Posteriormente, o pesquisador da ENSP, Paulo Amarante, destacou a realização da aula inaugural no Museu da República como uma oportunidade importante de estreitar o diálogo entre dois campos de luta pela memória, reparação e história. Ele também chamou a atenção para o papel fundamental do Museu da República na história e como espaço de liberdade, democracia, resistência e sonhos. “Nossa luta não é somente pela mudança de modelo assistencial em psiquiatria. Não é só superar os manicômios. Não basta mudar o modelo assistencial, precisamos falar com a sociedade, dialogar com ela. Nesse sentido, a memória, a história e os museus têm papel fundamental, assim como a arte e a cultura. Nós temos que transformar a forma como a sociedade pensa a ideia de loucura”, defendeu. A proposta do curso, segundo Amarante, é pensar criticamente a sociedade, a psiquiatria e a saúde mental, e analisar como podemos intervir. “O Dia da Luta Antimanicomial é um dia da rua, da cidade. Todos os anos fazemos atividades na Assembleia Legislativa, nas Câmaras de Vereadores, nos espaços culturais e públicos. É uma ideia em que todos devem estar na sua cidade, com seus pares, dialogando e chamando a atenção da sociedade a pensar sobre a questão dos hospícios, da psiquiatria, da medicalização e da patologização da vida e em como vamos transformar essas práticas em saber. Nosso desafio é radicalizar a desospitalização e o processo de desinstitucionalização e criar outras possibilidades de inserção das pessoas na sociedade. Isso implica arte e cultura”, afirmou.

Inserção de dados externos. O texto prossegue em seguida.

PR #35753, opened 2024-09-24
Add support for using CommandHandlerInterface for accepted/generated command listing

andy31415:
This makes sure that `DataModel::Provider` respects the command handler interface `GeneratedCommands` and `AcceptedCommands` if we need to iterate over them.

This has some deficits:
  - list of commands is NOT sufficient for metadata (we are missing flags like  fabric scoped and timed). These are available if we return an ember-subset of values, however it is likely not generically-available
  - the iteration is `O(N^2)` becuase it converts a callback-based system into an iterator one. #35790 created for this. 

For now this seems sufficient as actual iteration should be infrequent and existing CHI is still coupled with ember metadata, however at some point we should consider speed up logic (e.g. some form of caching or converting CHI to use iterators rather than callbacks). We should also make CHI (or whatever replacement) actually support the full flag range instead of just a list iterator.

### Changes

- make use of CHI callbacks for generated and accepted commands
- add unit test


src/app/codegen-data-model-provider/CodegenDataModelProvider.cpp
```diff
@@ -31,6 +34,69 @@ namespace chip {
...
+    enum class Operation
+    {
+        FindFirst, // Find the first value in the list
+        FindExact, // Find the given value
+        FindNext   // Find the value AFTER this value
+    };
+
+    EnumeratorCommandFinder(Operation operation, CommandId target) : mOperation(operation), mTarget(target) {}
+
+    /// Callback to pass in to `Enumerate*` calls in COmmandHandlerInterface
```
tehampson, line 57: super nit,
```suggestion
    /// Callback to pass in to `Enumerate*` calls in CommandHandlerInterface
```

src/app/codegen-data-model-provider/CodegenDataModelProvider.cpp
```diff
@@ -516,6 +628,44 @@ DataModel::CommandEntry CodegenDataModelProvider::NextAcceptedCommand(const Conc
...
+                    ctx->commandExists = true;
+                    return Loop::Break;
+                }
+                return Loop::Continue;
+            },
+            &context);
+
+        if (err != CHIP_ERROR_NOT_IMPLEMENTED)
+        {
+            // TODO: we know the command exists, but don't actually have info such as flags. Ideally CHI should
```
tehampson, line 659: nit what is CHI? Do you mean CHIP? Even then I don't follow this comment or TODO
```suggestion
            // TODO: we know the command exists, but don't actually have info such as flags. Ideally CHIP should
```

src/app/codegen-data-model-provider/CodegenDataModelProvider.cpp
```diff
@@ -504,6 +593,29 @@ DataModel::CommandEntry CodegenDataModelProvider::FirstAcceptedCommand(const Con
...
+
+            if ((err == CHIP_NO_ERROR) && beforeId.has_value())
+            {
+                DataModel::CommandEntry result;
+                result.path = ConcreteCommandPath(before.mEndpointId, before.mClusterId, *beforeId);
+                return result;
+            }
+
+            return DataModel::CommandEntry::kInvalid;
+        }
```
tehampson, line 616: Would it make sense to just do something like this?

```suggestion
        if (err != CHIP_ERROR_NOT_IMPLEMENTED && err != CHIP_NO_ERROR)
        {
                    return DataModel::CommandEntry::kInvalid;
        }
        auto beforeId = finder.GetFound();
        if ((err == CHIP_NO_ERROR) && beforeId.has_value())
        {
            DataModel::CommandEntry result;
            result.path = ConcreteCommandPath(before.mEndpointId, before.mClusterId, *beforeId);
            return result;
        }
```

src/app/codegen-data-model-provider/CodegenDataModelProvider.cpp
```diff
@@ -31,6 +34,69 @@ namespace chip {
...
+///   - FindFirst will return the first found element
+///   - FindExact finds the element with the given id
+///   - FindNext finds the element following the given id
+class EnumeratorCommandFinder
+{
+public:
+    enum class Operation
+    {
+        FindFirst, // Find the first value in the list
+        FindExact, // Find the given value
```
tehampson, line 51: Is `FindExact` planned to be used in the future or is it no longer needed?

src/app/codegen-data-model-provider/CodegenDataModelProvider.cpp
```diff
@@ -31,6 +34,69 @@ namespace chip {
 namespace app {
 namespace {
 
+/// Handles going through callback-based enumeration of generated/accepted commands
+/// for CommandHandler interface based items.
```
bzbarsky-apple, line 38:
```suggestion
/// for CommandHandlerInterface based items.
```

src/app/codegen-data-model-provider/CodegenDataModelProvider.cpp
bzbarsky-apple, line 57:
```suggestion
    /// Callback to pass in to `Enumerate*` calls in CommandHandlerInterface
```

src/app/codegen-data-model-provider/CodegenDataModelProvider.cpp
```diff
@@ -31,6 +34,69 @@ namespace chip {
...
+
+    /// Get the element found (if any) after the `Callback` is used
+    std::optional<CommandId> GetFound() const { return mFound; }
+
+private:
+    Operation mOperation;
+    CommandId mTarget;
+    std::optional<CommandId> mFound = std::nullopt;
+
+    Loop HandlerCallback(CommandId id)
```
bzbarsky-apple, line 68: So... the existing CommandHandlerInterface API was designed to allow efficiently implementing the one thing it was used for.  Now we are using it for something quite different and the API is a bad match for this, leading to a bunch of extra code and inefficiency.

Followup: we should redesign that API to make it fit the use-case better.

src/app/codegen-data-model-provider/CodegenDataModelProvider.cpp
```diff
@@ -492,6 +558,29 @@ std::optional<DataModel::AttributeInfo> CodegenDataModelProvider::GetAttributeIn
...
+        CHIP_ERROR err = interface->EnumerateAcceptedCommands(path, finder.Callback(), &finder);
+
+        if (err != CHIP_ERROR_NOT_IMPLEMENTED)
+        {
+            auto firstId = finder.GetFound();
+
+            if ((err == CHIP_NO_ERROR) && firstId.has_value())
+            {
+                DataModel::CommandEntry result;
+                result.path = ConcreteCommandPath(path.mEndpointId, path.mClusterId, *firstId);
```
bzbarsky-apple, line 576: So this is just silently not setting up state that the caller expects?

In practice the way this stuff works right now is that `EnumerateAcceptedCommands` is expected to return a _subset_ of what's enabled in the ZAP file, so that we have the right timed/etc metadata in the places that use it.  If someone hase `EnumerateAcceptedCommands` return commands that are not in the ZAP config, I guess the existing code runs and does the wrong things.   But this new code will run and do the wrong things in the case when the API is actually implemented correctly, no?

It seems to me like we should be calling `CommandEntryFrom` here, not manually constructing a CommandEntry.

src/app/codegen-data-model-provider/CodegenDataModelProvider.cpp
```diff
@@ -504,6 +593,29 @@ DataModel::CommandEntry CodegenDataModelProvider::FirstAcceptedCommand(const Con
...
+        CommandHandlerInterfaceRegistry::Instance().GetCommandHandler(before.mEndpointId, before.mClusterId);
+
+    if (interface != nullptr)
+    {
+        EnumeratorCommandFinder finder(EnumeratorCommandFinder::Operation::FindNext, before.mCommandId);
+        CHIP_ERROR err = interface->EnumerateAcceptedCommands(before, finder.Callback(), &finder);
+
+        if (err != CHIP_ERROR_NOT_IMPLEMENTED)
+        {
+            auto beforeId = finder.GetFound();
```
bzbarsky-apple, line 606: `beforeId` is an odd name here.  Isn't this actually the `nextId`?

src/app/codegen-data-model-provider/CodegenDataModelProvider.cpp
```diff
@@ -504,6 +593,29 @@ DataModel::CommandEntry CodegenDataModelProvider::FirstAcceptedCommand(const Con
...
+
+            if ((err == CHIP_NO_ERROR) && beforeId.has_value())
+            {
+                DataModel::CommandEntry result;
+                result.path = ConcreteCommandPath(before.mEndpointId, before.mClusterId, *beforeId);
```
bzbarsky-apple, line 611: Again, this should be using CommandEntryFrom.

src/app/codegen-data-model-provider/CodegenDataModelProvider.cpp
bzbarsky-apple, line 659: See above.  If there is no ZAP metadata here the API implementation is doing it wrong.  We should be using CommandEntryFrom.

Also, this is what FindExact was added for, I guess, but we're not using it?  Why is it there, then?

src/app/codegen-data-model-provider/CodegenDataModelProvider.cpp
```diff
@@ -537,6 +708,27 @@ ConcreteCommandPath CodegenDataModelProvider::FirstGeneratedCommand(const Concre
...
+        CommandHandlerInterfaceRegistry::Instance().GetCommandHandler(before.mEndpointId, before.mClusterId);
+
+    if (interface != nullptr)
+    {
+        EnumeratorCommandFinder finder(EnumeratorCommandFinder::Operation::FindNext, before.mCommandId);
+        CHIP_ERROR err = interface->EnumerateGeneratedCommands(before, finder.Callback(), &finder);
+
+        if (err != CHIP_ERROR_NOT_IMPLEMENTED)
+        {
+            auto beforeId = finder.GetFound();
```
bzbarsky-apple, line 721: Again, odd naming.

bzbarsky-apple (changes requested):

src/app/codegen-data-model-provider/CodegenDataModelProvider.cpp
andy31415: I meant `CommandHandlerInterface` ... agree it is confusing. Will try to spell it out.

src/app/codegen-data-model-provider/CodegenDataModelProvider.cpp
andy31415: FindExact is used to query by path - it is a query of "does this exist". I failed to update the `GetAcceptedCommandInfo` with the new class though ... will update it.

src/app/codegen-data-model-provider/CodegenDataModelProvider.cpp
andy31415: I agree - this is inefficient because we want an iterator pattern when a callback pattern exists instead.

Did not try to re-make it here though as that probably requires some extra iterations. At least this is infrequently used and the inefficient path should generally not be used at all (but has to be here for completeness).

src/app/codegen-data-model-provider/CodegenDataModelProvider.cpp
andy31415: Ok, I can make it that "if zap also contains this, return its info". I was not aware that we enforce always returning a subset (although that would absolutely make it easier to have correct flags)

src/app/codegen-data-model-provider/CodegenDataModelProvider.cpp
andy31415: Updated GetAcceptedCommandInfo to use this.

src/app/codegen-data-model-provider/CodegenDataModelProvider.cpp
andy31415: Updated to use the right constructor to forward the info.

src/app/codegen-data-model-provider/CodegenDataModelProvider.cpp
andy31415: I started writing this code and then figured out a common class is better ... implemented it and did not use it. Updated now.

src/app/codegen-data-model-provider/CodegenDataModelProvider.cpp
andy31415: Created https://github.com/project-chip/connectedhomeip/issues/35790 and added comment about this.

I think currently command iteration is mostly not used, it was added because we may use it for automatic Accepted/Generated commands implementation (and at that point switching the API to be callback based is maybe viable).

src/app/codegen-data-model-provider/CodegenDataModelProvider.cpp
andy31415: I updated the code flow to make it shorter at call sites. Still a lot of arguments, but hoping this is easier to read.

src/app/codegen-data-model-provider/CodegenDataModelProvider.cpp
bzbarsky-apple: > I was not aware that we enforce always returning a subset

We don't, but in practice all existing use cases of this do that, and if you don't you will be violating the spec in various ways...

src/app/codegen-data-model-provider/CodegenDataModelProvider.cpp
bzbarsky-apple: > At least this is infrequently used

It's used all the time for wildcard subscriptions, no?

> it was added because we may use it for automatic Accepted/Generated commands implementation

Not "may", _do_.  This is how those attributes are implemented, period.

src/app/codegen-data-model-provider/CodegenDataModelProvider.cpp
```diff
@@ -92,11 +108,41 @@ class EnumeratorCommandFinder
...
+
+    CHIP_ERROR err = (interface->*mCallback)(path, HandlerCallbackFn, this);
+    if (err == CHIP_ERROR_NOT_IMPLEMENTED)
+    {
+        return std::nullopt; // no data provided by the interface
+    }
+
+    if (err != CHIP_NO_ERROR)
+    {
+        // Report the error here since we lose actual error. This generally should NOT be possible as CHI usually returns
```
bzbarsky-apple, line 137:
```suggestion
        // Report the error here since we lose actual error. This generally should NOT be possible as CommandHandlerInterface usually returns
```

bzbarsky-apple (approved):

tcarmelveilleux (approved):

Por fim, o museólogo e diretor do Museu da República, Mario Chagas, destacou a forte relação entre museu e loucura e ressaltou que o Museu da República e a República têm comprometimento com o que produziram em termos de danos socias, sendo assim, faz parte dos interesses da gestão da instituição, segundo ele, trabalhar nessa escala da reparação social e repensar a relação da República com povos indígenas, mulheres, negros, tratamento mental, entre outros. “O Museu da República está comprometido com os Direitos Humanos e a cidadania. Consideramos o museu não apenas como de História da República, mas também como um museu contemporâneo. A República está em movimento, assim como o museu. Esse é um tema que nos interessa fortemente”, concluiu.